The C-EDGE trial randomized 316 patients to immediate treatment with the grazoprevir-elbasvir combination and 105 patients to 4 weeks of placebo treatment as controls for adverse-effect monitoring, after which they also began active treatment. The trial enrolled patients during June 2014-March 2015 at 60 centers in nine countries. The rate of sustained virologic response after 12 weeks, the study’s primary endpoint, occurred in 92% of patients infected with genotype 1a, 99% of those infected by 1b, 100% of the 18 patients infected by genotype 4, and in 8 of the 10 patients infected by genotype 6, Dr. Zeuzem reported.
Concurrent with his talk at the meeting on April 24, the results were published online (Ann. Int. Med. 2015 [doi:10.7326/M15-0785]).
Mitchel L. Zoler/Frontline Medical News
Dr. K. Rajender Reddy
“You can use this regimen comfortably for genotype 4. Whether you want to take the data seriously for genotype 6 is a question,” noted Dr. Reddy, who acknowledged that the 10-patient experience for genotype 6 is too preliminary to provide firm guidance on efficacy. The apparent efficacy of the grazoprevir-elbasvir combination beyond genotype 1 reflects the fact that both drugs are “second generation” agents, particularly designed to have pan-genotype efficacy, Dr. Reddy said.

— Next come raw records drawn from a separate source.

PR #9, opened 2022-08-26
fix(erc721): fix the build and bump dependencies

0xbe1:
close https://github.com/messari/substreams/issues/10


this-username-is-taken (approved):
Thanks!

PR #39, opened 2022-08-31
feat(substreams-helper): add chainlink to price lib

0xbe1:


substreams-helper/src/price.rs
```diff
@@ -21,16 +23,18 @@ struct Config {
 /// Price lib config for each supported network
 struct NetworkConfig {
     yearn_lens_oracle: [u8; 20],
+    chainlink_feed_registry: [u8; 20],
```
this-username-is-taken, line 26: can move `Address` into `substreams-helper` and change `[u8; 20]` to `Address`

this-username-is-taken (approved):
LGTM 🚀

substreams-helper/src/price.rs
0xbe1: i am thinking both [u8; 20] and Vec<u8> should be considered `Address`, not sure what's the best way, but let me delay this a bit

PR #46, opened 2022-09-03
feat(erc20-price): uncheck src/pb and src/abi and let build generate

0xbe1:
Currently build fails because we need to run `substreams codegen` in CI. Still figuring out how to install substreams cli and buf cli correctly in GitHub Actions.

Though not a blocker for merge bc we can run `make build-all` locally to verify

---

If this looks good, gonna port this to other substreams :)


this-username-is-taken:
Looks great!

Issue #25, opened 2022-08-31
lib should not version control Cargo.lock


0xbe1:
https://doc.rust-lang.org/cargo/faq.html#why-do-binaries-have-cargolock-in-version-control-but-not-libraries

PR #51, opened 2022-09-10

The safety profile of the two drugs was encouraging, with adverse events occurring at rates no different than in the placebo arm. No patient had a serious adverse event on active treatment, and two patients in the active arm discontinued because of an adverse event.
The data also showed that the regimen was effective regardless of age, sex, race, or the presence of compensated cirrhosis. All of the virologic failures occurred in patients with high viral loads – greater than 800,000 IU/mL – when they started treatment, a finding consistent with prior reports, Dr. Zeuzem said. The patients who had virologic failure carried resistance-associated variant strains of hepatitis C.